Work request: Throughout the listing that follows, find each line with the word "when" and copy it.

─── Provided data ───

PR #16055, opened 2018-09-17
SUS-5825 | make nginx and Apache works similar when handling request paths

macbre:
https://wikia-inc.atlassian.net/browse/SUS-5825

Otherwise nginx handles `/wiki/Special:RecentChanges?feed=rss&title=author` incorrectly, using `author` as a title instead of `Special:RecentChanges`.

Full path parsing to extract the title for MediaWiki logic is controlled by `wgUsePathInfo` global variable. Change the logic behind it to treat nginx+php and Apache+mod_php equally.

### DIFF
--- a/LocalSettings.php
+++ b/LocalSettings.php
@@ -138,9 +138,7 @@ $wgServer = WebRequest::detectServer();
  * redirect loops when "pretty URLs" are used.
  * @var bool $wgUsePathInfo
  */
-$wgUsePathInfo = ( strpos(php_sapi_name(), 'cgi') === false ) &&
-        ( strpos(php_sapi_name(), 'apache2filter') === false ) &&
-        ( strpos(php_sapi_name(), 'isapi') === false );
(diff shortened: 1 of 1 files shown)


LocalSettings.php
```diff
@@ -138,9 +138,7 @@
  * redirect loops when "pretty URLs" are used.
  * @var bool $wgUsePathInfo
  */
-$wgUsePathInfo = ( strpos(php_sapi_name(), 'cgi') === false ) &&
-        ( strpos(php_sapi_name(), 'apache2filter') === false ) &&
-        ( strpos(php_sapi_name(), 'isapi') === false );
+$wgUsePathInfo = ( php_sapi_name() == 'apache2handler' ) || ( php_sapi_name() == 'fpm-fcgi' ); # Wikia change - SUS-5825
```
pwojcik86, line 141: How does `apache2handler` replace the previous values?

macbre: `apache2handler` is the sapi used when PHP is run as a Apache module.

ghost: You don't have to mark it as Wikia change, since LocalSettings is supposed to be the custom file.

ghost (approved):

───

Response area:
SUS-5825 | make nginx and Apache works similar when handling request paths
  * redirect loops when "pretty URLs" are used.
  * redirect loops when "pretty URLs" are used.
macbre: `apache2handler` is the sapi used when PHP is run as a Apache module.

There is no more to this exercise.